Source data:
···
PR #15381, opened 2019-08-22
bpo-14050: Note that not all data can be sorted

rhettinger:
https://bugs.python.org/issue14050

### DIFF
--- a/Doc/tutorial/datastructures.rst
+++ b/Doc/tutorial/datastructures.rst
@@ -125,6 +125,12 @@ only modify the list have no return value printed -- they return the default
 ``None``. [1]_  This is a design principle for all mutable data structures in
 Python.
···
**ABOUT THIS EXERCISE**
Wherever a line of the data holds "tutorial", copy that line.

**FINAL ANSWER**
--- a/Doc/tutorial/datastructures.rst
+++ b/Doc/tutorial/datastructures.rst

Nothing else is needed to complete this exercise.